BYD’s Past Plug-In Sales Means It Has 290,000 Credits, Worth $440 Million
BYD is a big winner with the upcoming New Energy Vehicle (AKA plug-in vehicle) quota and credit system in China, while at the same time, will hit many foreign manufacturers with low EV sales already operating in the region hard.
The Chinese company has well outsold any other manufacturers (96,000 last year according to Nikkei), and has already amassed more than 290,000 credits worth $440 million (at more than $1,500 a pop).
Those credits will be especially valuable to BYD when the quota system is first enforced in 2019 – with requirements to have credits covering 10% of light vehicle sales (olug-ins can range from one to several credits depending on their abilities).
As with the ZEV system in California, for those automakers who are unable to sell enough plug-ins, and thus secure required credits, will need to look to those other OEMs with excess inventory – enter BYD one suspects.
As a result, BYD’s stock prices have surged as the company continues to sell 5-digits worth of EVs each month in China, and in three years time, those credits could add billions of dollars of additional revenues – most of which goes straight to the bottom line.
“BYD’s stock rose to HK$83.7 on Oct. 9 from around HK$50 in the earlier half of September. It currently hovers around the upper HK$70s level, making U.S. investor Warren Buffett’s 2008 bet on the relatively unknown company look like a stroke of genius.”

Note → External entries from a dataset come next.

PR #1306, opened 2024-05-01
List end point implementation

### LINKED ISSUE #1305: Integrate list end-point with the new ACL

As the title says we want to implement the `list` introduced in #1293 with the ACL work introduced in #1291

Tansito:
### Summary

Close #1305 

This PR integrates ACL in the list end-point. So now we are going to be able not only our Qiskit Functions if not other Qiskit Functions that we can have access.

### Details and comments

- Use of `GenericViewSet` instead of `ModelViewSet` in `Programs`
- Added `list` end-point to the `ViewSet`
- Modified the `queryset` to include the new implementation for ACL

### DIFF
--- a/gateway/api/v1/views.py
+++ b/gateway/api/v1/views.py
@@ -8,7 +8,7 @@ from rest_framework.decorators import action
 
 
 from api import views
-from api.models import Program, Job, RuntimeJob
+from api.models import Job, RuntimeJob
 from api.permissions import IsOwner
 from . import serializers as v1_serializers
 
@@ -18,8 +18,8 @@ class ProgramViewSet(views.ProgramViewSet):  # pylint: disable=too-many-ancestor
     Quantum function view set first version. Use ProgramSerializer V1.
     """
 
-    queryset = Program.objects.all()
     serializer_class = v1_serializers.ProgramSerializer
+    pagination_class = None
     permission_classes = [permissions.IsAuthenticated]
 
     @staticmethod
@@ -46,8 +46,12 @@ class ProgramViewSet(views.ProgramViewSet):  # pylint: disable=too-many-ancestor
     def get_model_serializer_run_program(*args, **kwargs):
         return v1_serializers.RunProgramModelSerializer(*args, **kwargs)
 
-    def get_serializer_class(self):
-        return v1_serializers.ProgramSerializer
+    @swagger_auto_schema(
+        operation_description="List author Qiskit Patterns",
+        responses={status.HTTP_200_OK: v1_serializers.ProgramSerializer(many=True)},
+    )
+    def list(self, request):
+        return super().list(request)
 
     @swagger_auto_schema(
         operation_description="Upload a Qiskit Pattern",
--- a/gateway/api/views.py
+++ b/gateway/api/views.py
@@ -122,6 +122,7 @@ class ProgramViewSet(viewsets.GenericViewSet):  # pylint: disable=too-many-ances
     def get_queryset(self):
         author = self.request.user
 
+        logger.info("ProgramViewSet get view_program permission")
         view_program_permission = Permission.objects.get(
             codename=VIEW_PROGRAM_PERMISSION
         )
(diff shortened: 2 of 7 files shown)


gateway/api/v1/views.py
```diff
@@ -18,8 +18,8 @@ class ProgramViewSet(views.ProgramViewSet):  # pylint: disable=too-many-ancestor
     Quantum function view set first version. Use ProgramSerializer V1.
     """
 
-    queryset = Program.objects.all()
```
psschwei, line 21: It doesn't appear this variable was used after it was defined.... was that some kind of Django config?

gateway/api/views.py
```diff
@@ -114,16 +116,63 @@ def get_model_serializer_run_program(*args, **kwargs):
     def get_serializer_class(self):
         return self.serializer_class
 
+    def get_object(self):
+        logger.warning("ProgramViewSet.get_object not implemented")
+
     def get_queryset(self):
-        # Allow unauthenticated users to read the swagger documentation
```
psschwei, line 118: will swagger access (whenever we get that actually working) now require authentication?

gateway/api/views.py
```diff
@@ -114,16 +116,63 @@ def get_model_serializer_run_program(*args, **kwargs):
...
+        logger.info("ProgramViewSet get view_program permission")
+        view_program_permission = Permission.objects.get(
+            codename=VIEW_PROGRAM_PERMISSION
         )
 
-    def perform_create(self, serializer):
-        serializer.save(author=self.request.user)
+        # Groups logic
+        user_criteria = Q(user=author)
+        author_criteria = Q(author=author)
```
psschwei, line 132: just doublechecking that user and author criteria are the same

psschwei (commented):
If I'm not mistaken, I don't think there's a way for us to test permissions e2e yet (i.e. there's nothing outside of user uploads for folks to list), so would like to get at least one more set of eyes on it before approving.

gateway/api/v1/views.py
IceKhan13: yes, it is a default django viewset attribute that specified what needs to be returned. It can be overwritten by `get_queryset` which is exactly doing later in this PR :)

Tansito: yep, exactly that!

gateway/api/views.py
```diff
@@ -114,16 +116,63 @@ def get_model_serializer_run_program(*args, **kwargs):
...
+        view_permission_criteria = Q(permissions=view_program_permission)
+        author_groups_with_view_permissions = Group.objects.filter(
+            user_criteria & view_permission_criteria
+        )
+        author_groups_with_view_permissions_count = Group.objects.filter(
```
IceKhan13, line 137: looks like we can save one query by using
```python
author_groups_with_view_permissions_count = author_groups_with_view_permissions.count()
```

gateway/api/views.py
Tansito: this is something I'm not sure, I was testing this locally and for me was working fine so I removed it but if you can double check perfect

(spoiler: you can enter in swagger but to run it correctly you need to add Authorization header authenticating in swager, what I think it has sense from my point of view)

gateway/api/views.py
Tansito: They are not exactly exactly the same in the sense that:

```
Program:
  author
  
Group:
  user
```

They are different fields in database so you need different criterias. If we had `user` instead of `author` we could reuse it.

gateway/api/views.py
Tansito: Good point, I think you are right! Let me double check and change it!

gateway/api/views.py
IceKhan13: it looks like @Tansito is:
- first, getting list of groups that user belongs to and program as permissions from
- then he selects programs that has this groups or user is the author of the program here https://github.com/Qiskit-Extensions/quantum-serverless/pull/1306/files#diff-2025150bf47484f2582f9816af400b1336b7ca6adcbb4faa61bb2d3330df856dR151

Am I right, @Tansito ?

IceKhan13 (approved):
one query save can be done if following PRs :) This one is looking good!

gateway/api/views.py
Tansito: Exactly, maybe reordering the blocks and put author criteria in programs logic is clearer than now.

gateway/api/views.py
Tansito: Done in [6ce8d69](https://github.com/Qiskit-Extensions/quantum-serverless/pull/1306/commits/6ce8d69d39d6d8b95f714585253f123173bdcb65)

gateway/api/views.py
Tansito: Hope this change helps to clarify it:

[6ce8d69](https://github.com/Qiskit-Extensions/quantum-serverless/pull/1306/commits/6ce8d69d39d6d8b95f714585253f123173bdcb65)

psschwei (approved):

PR #1311, opened 2024-05-03
Fix proxy Dockerfile

Tansito:
### Summary

From #1232 it seems there were some errors with the Dockerfile not detected

### DIFF
--- a/proxy/Dockerfile
+++ b/proxy/Dockerfile
@@ -4,7 +4,7 @@ FROM python:3.10.12-slim-buster
 ENV PYTHONDONTWRITEBYTECODE 1
 ENV PYTHONUNBUFFERED 1
 
-RUN apt-get -y update && apt-get install  --no-install-recommends -y iptables=1.8.2-4 sudo=1.8.27-1+deb10u6 &&\
+RUN apt-get -y update && apt-get install  --no-install-recommends -y iptables=1.8.2-4 &&\
     apt-get clean &&\
     rm -rf /var/lib/apt/lists/*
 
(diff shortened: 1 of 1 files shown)


akihikokuroda (commented):
`iptables=1.8.2-4` can be taken out, too.

akihikokuroda:
You can do like

`RUN pip install --upgrade pip==24.0 --no-cache-dir`

proxy/Dockerfile
```diff
@@ -4,24 +4,18 @@ FROM python:3.10.12-slim-buster
...
 WORKDIR /home/worker
 
-COPY --chown=worker:worker proxy/requirements.txt .
-RUN pip install -r requirements.txt --no-cache-dir
-
 ENV PATH="/home/worker/.local/bin:${PATH}"
 
+COPY --chown=worker:worker proxy/requirements.txt .
+# hadolint ignore=DL3013
+RUN pip install --upgrade pip --no-cache-dir &&\
```
Tansito, line 16: @akihikokuroda @psschwei I would like to know your opinion here. Do you think is a good idea ignore the version when upgrading pip? Instead of:

```py
RUN pip install --upgrade pip==24.0 --no-cache-dir
```

Thinking in that we are going to need to review this version from time to time.

Tansito: we just posted at the same time, @akihikokuroda 😂

psschwei: my two cents: if the old version of pip isn't causing problems, I wouldn't worry about upgrading it (there was a case a while back where version resolution through an old pip was very slow, but I don't think that's impacting the default pip in python 3.10...)

Tansito: Yep, and less in this case where dependencies are very small. I like your idea @psschwei , in case someone sees a problem let us know!

akihikokuroda (approved):
LGTM. Thanks!

PR #1313, opened 2024-05-06
Get end point

### LINKED ISSUE #1314: Creates get end-point with the new ACL

As the title says we want to implement the get introduced in https://github.com/Qiskit-Extensions/qiskit-serverless/pull/1293 with the ACL work introduced in https://github.com/Qiskit-Extensions/qiskit-serverless/pull/1291

Tansito:
### Summary

Close #1314 

This PR introduces `get` end-point to retrieve a Qiskit Function.

### Details and comments

- `retrieve` end-point implemented in Gateway
- remove `retrieve_by_title` method from serializers to use the new `get_object`
  - `upload` method continues only updating owners programs
- add support for the new end-point in client
- fixed a problem with the `list` end-point due to the new ACL logic

### DIFF
--- a/client/quantum_serverless/core/client.py
+++ b/client/quantum_serverless/core/client.py
@@ -357,6 +357,10 @@ class BaseClient(JsonSerializable):
     def list(self, **kwargs) -> List[QiskitFunction]:
         """Returns list of available programs."""
         raise NotImplementedError
+    
+    def get(self, title) -> QiskitFunction:
+        """Returns a specific program by title."""
+        raise NotImplementedError
 
 
 class BaseProvider(BaseClient):
@@ -480,9 +484,13 @@ class ServerlessClient(BaseClient):
     def file_upload(self, file: str):
         return self._files_client.upload(file)
 
-    def list(self, **kwargs) -> List[QiskitFunction]:
+    def list(self) -> List[QiskitFunction]:
         """Returns list of available programs."""
-        return self._job_client.get_programs(**kwargs)
+        return self._job_client.get_programs()
+    
+    def get(self, title) -> QiskitFunction:
+        """Returns a specific program by title."""
+        return self._job_client.get_program(title)
 
     def _verify_token(self, token: str):
         """Verify token."""
--- a/client/quantum_serverless/core/client.py
+++ b/client/quantum_serverless/core/client.py
@@ -354,10 +354,10 @@ class BaseClient(JsonSerializable):
         )
         return self.list(**kwargs)
 
-    def list(self, **kwargs) -> List[QiskitFunction]:
+    def list(self) -> List[QiskitFunction]:
         """Returns list of available programs."""
         raise NotImplementedError
-    
+
     def get(self, title) -> QiskitFunction:
         """Returns a specific program by title."""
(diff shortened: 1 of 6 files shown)


Tansito:
I discovered that how we are using `kwargs` now with the new `function.run` method we need to adapt the logic to support config and other params. Current logic like:

```py
job = function.run(arguments={ "test": "here it goes an argument" }, config=config)
```

It's not working. I'm going to create an issue about this (cc: @IceKhan13)

akihikokuroda:
The `title` in the db is not unique.  Should `retrieve` return more than one program?

Tansito:
> The title in the db is not unique. Should retrieve return more than one program?

It's not unique between all the programs but it's unique by author because if it exists it updates the program. The `get` it should always return one if not it can use `list`.

Tansito:
But you remembered me one thing @akihikokuroda , in the `upload` method I'm allowing that a user updates a Qiskit Function from another user if it has access. We should only allow `uploads` to Qiskit Functions created by the own owner.

akihikokuroda:
> But you remembered me one thing @akihikokuroda , in the upload method I'm allowing that a user updates a Qiskit Function from another user if it has access. We should only allow uploads to Qiskit Functions created by the own owner.

It may not make sense that the deployer and the consumer must be the same user to retrieve the function.  Am I misunderstanding someting?

Tansito:
> It may not make sense that the deployer and the consumer must be the same user to retrieve the function. Am I misunderstanding someting?

I don't know if I'm following you here, Aki. You can be consumer and deployer at the same time but in that case you can only have one Qiskit Function with the same title, due to the logic that we have:

https://github.com/Qiskit-Extensions/qiskit-serverless/blob/4c36828ebbbb578fe05a84bcc84961e305d201da/gateway/api/views.py#L246

It can happen that a Qiskit Function uploaded by other user and shared with you has the same name as one of yours. In that case, you can always change the title of your Qiskit Function.

Another situation is, you have a Qiskit Function as a deployer and you want to change it, run it as a consumer but not deploy it. We are not supporting that (at least right now). If you want to test a Qiskit Function you are going to need to create a different one from the Qiskit Function that you sharing basically.

akihikokuroda:
@Tansito I understand now. Would you add one or two more `program` instances in the fixtures so that it can test `list` and `retrieve` a little more?  Thanks!

Tansito:
I just added a test for it with my last change:

https://github.com/Qiskit-Extensions/qiskit-serverless/pull/1313/files#diff-4fc3a54d578fc5ec0af95b876b2c687cff200ff69fea692c1da2342877f480b0R101

Are you thinking in another use-case, @akihikokuroda ? Let me know if I'm forgetting something and I can add it without problem, thank you for the review! 🙏

akihikokuroda:
I'm thinking like
1. list returns more than 1 instance
2. deployer and author has instances with the same title and retrieve it.
Thanks!

Tansito:
From the tests that @akihikokuroda and I were preparing we saw that some logic seems a bit clunky for a good UX so we are reviewing how to solve it and we will prepare a solution for it.

PR #1318, opened 2024-05-07
Cancel

### LINKED ISSUE #1317: Cancel runtime jobs when our job is stopped

Middleware `Job.stop()` method stops pending backend runtime jobs in addition to the middleware job.

akihikokuroda:
### Summary
fix #1317 

### Details and comments

The optional `service` argument is added to the `job.stop()` method.  When the `service` is provided, the `stop` method stops the pending backend runtime jobs in addition to the middleware job.

### DIFF
--- a/gateway/api/views.py
+++ b/gateway/api/views.py
@@ -30,10 +30,7 @@ from rest_framework.decorators import action
 from rest_framework.generics import get_object_or_404
 from rest_framework.response import Response
 
-from quantum_serverless.serializers.program_serializers import (
-    QiskitObjectsDecoder,
-)
-from qiskit_ibm_runtime import RuntimeInvalidStateError
+from qiskit_ibm_runtime import RuntimeInvalidStateError, QiskitRuntimeService 
 from utils import sanitize_file_path
 
 from .models import VIEW_PROGRAM_PERMISSION, Program, Job, RuntimeJob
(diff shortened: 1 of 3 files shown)


gateway/api/views.py
```diff
@@ -29,6 +29,11 @@
 from rest_framework.decorators import action
 from rest_framework.generics import get_object_or_404
 from rest_framework.response import Response
+
+from quantum_serverless.serializers.program_serializers import (
```
IceKhan13, line 33: I think we can remove this and just use `QiskitRuntimeService(**request.data.get("service"))`

gateway/requirements.txt
```diff
@@ -18,4 +18,5 @@ drf-yasg>=1.21.7
 cryptography>=41.0.1
 # Django dependency, but we need a newer version (IBMQ#246)
 sqlparse>=0.5.0
-
+qiskit_ibm_runtime
+quantum_serverless
```
IceKhan13, line 22: we do not need that with change above

gateway/requirements.txt
```diff
@@ -18,4 +18,5 @@ drf-yasg>=1.21.7
 cryptography>=41.0.1
 # Django dependency, but we need a newer version (IBMQ#246)
 sqlparse>=0.5.0
-
+qiskit_ibm_runtime
```
IceKhan13, line 21: let's put some version here :)

IceKhan13 (commented):
@akihikokuroda do you want to have it as intermediate step before figuring out solution without service passing?

Tansito:
> @akihikokuroda do you want to have it as intermediate step before figuring out solution without service passing?

I would agree as a solution by now at least.

gateway/requirements.txt
Tansito: Don't we continue needing `quantum_serverless` for `QiskitObjectsDecoder`? I think right now I would prefer to copy paste this decoder logic due to the problems that we can have between the rename from `quantum_serverless` and `qiskit_serverless`, WDTY?

akihikokuroda:
So far, I couldn't get the `super user` way.  The `token` or `service` is required to cancel the job.  The user has the `service` anyway so I added as the optional argument for `stop` method.

Tansito (approved):
From my part LGTM, @akihikokuroda . Thank you!

akihikokuroda:
> @akihikokuroda do you want to have it as intermediate step before figuring out solution without service passing?
@IceKhan13  I'll open an issue for the service less solution.

IceKhan13 (approved):
@akihikokuroda thank you!

PR #1320, opened 2024-05-08
Migrate run end-point and use function.run instead of client.run

### LINKED ISSUE #1321: /tests/basic and /tests/experimental are not updated
Execute CI workflow `Test QS on Kubernetes / tests`

It doesn't fail
Manual executions of the docs/getting_started/basic/*.ipynb fails

It should fail when the manual executions of the docs/getting_started/basic/*.ipynb fails

Tansito:
### Summary

Close #1321, #1323 

This PR covers two issues:
- Promote `run_existing` to `run` as standard way to run Qiskit Functions
- Migrated all the tests to the new interface taking advantage of the refactorization

### Details and comments

- Gateway:
  - Removed old `run` references and promoted `run_existing` to `run` end-point.
- Client:
  - Deprecate old `run_existing` and updated `run` methods
  - Fixed `list:get_programs` method
  - Updated `LocalClient` to support `list` method
- Tests: updated all the tests with the new interfaces


client/qiskit_serverless/core/job.py
```diff
@@ -306,66 +323,38 @@ def upload(self, program: QiskitFunction):
...
-        results = re.search("\nSaved Result:(.+?):End Saved Result\n", output)
-        result = ""
-        if results:
-            result = results.group(1)
-
-        job = Job(job_id=str(uuid4()), job_client=self)
-        entry = {"status": status, "logs": output, "result": result, "job": job}
-        self._jobs[job.job_id] = entry
-        return job
+        warnings.warn(
```
akihikokuroda, line 344: This method should not have been used by the user directly.  Can we just take out?

client/qiskit_serverless/core/job.py
```diff
@@ -480,39 +441,13 @@ def run_existing(
...
-                    json=data,
-                    headers={"Authorization": f"Bearer {self._token}"},
-                    timeout=REQUESTS_TIMEOUT,
-                )
-            )
-            job_id = response_data.get("id")
-            span.set_attribute("job.id", job_id)
-
-        return Job(job_id, job_client=self)
+        warnings.warn(
```
akihikokuroda, line 444: d should not have been used by the user directly. Can we just take out?

IceKhan13 (approved):
Ah, so much better! 
Now we have one UX flow to upload and run. Simplify handling of request and infrastructure a lot!

Thank you @Tansito !

client/qiskit_serverless/core/job.py
Tansito: Take out the warning do you mean, @akihikokuroda ?

akihikokuroda: I wonder if we can take out the method.

psschwei:
This is less about the changes and more just a nit on the PR text (which will become the commit message): can we also capture that we're moving from `client.run`  to `function.run` in there? Will be helpful later when searching changes locally.

Tansito:
How about this @psschwei ?

client/qiskit_serverless/core/job.py
Tansito: I'm not sure, let me check 👍

psschwei:
that works

psschwei:
LGTM pending resolution of Aki's comment

client/qiskit_serverless/core/job.py
Tansito: Is this what you were expenting, @akihikokuroda ? [2363e98](https://github.com/Qiskit/qiskit-serverless/pull/1320/commits/2363e98f01d00969e3bae867582c3ef9dda7373e)

akihikokuroda: Yes. Thanks!

akihikokuroda (approved):

PR #1324, opened 2024-05-09
Client get method

Tansito:
### Summary

As part of #1314 I implemented a `get` method only in the client as sugar syntax to get a Qiskit Function and avoid to iterate the list.

### DIFF
--- a/client/qiskit_serverless/core/client.py
+++ b/client/qiskit_serverless/core/client.py
@@ -358,6 +358,10 @@ class BaseClient(JsonSerializable):
         """Returns list of available programs."""
         raise NotImplementedError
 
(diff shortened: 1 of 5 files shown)


Tansito:
@akihikokuroda , @IceKhan13 , @psschwei , what do you think? Do you prefer to maintain the `list` until finish the `get` or this could work as workaround in the meantime?

akihikokuroda:
I don't have strong opinion but I prefer to maintain it for now.

psschwei:
If the old functionality still works, I'd just wait for the new function to be completely ready rather than adding a workaround

Tansito:
Ok, let's just leave as it is, then. Just in case we need to change the interface or something 👍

On the flip-side, it’s not so much good news for most manufacturers from Europe, U.S., Japan and South Korea, because their competitiveness will again decrease. Although anyone who has been watching the market, knew this day was coming, and that China was going to be ground-zero for volume plug-in vehicle sales; so it might also be a case of ‘you snooze…you lose’ at the same time.
“Beijing has enabled Chinese automakers to dominate the domestic market for green cars by shutting out foreign manufacturers and providing subsidies to support domestic producers. The government’s sudden announcement of the strict regulations drew protests from foreign automakers.
The decision has failed to give non-Chinese makers enough time to prepare, such as building new plants and designing new models, effectively ensuring fines or forcing them to buy high-priced credits from Chinese manufacturers once the regulations go into effect.”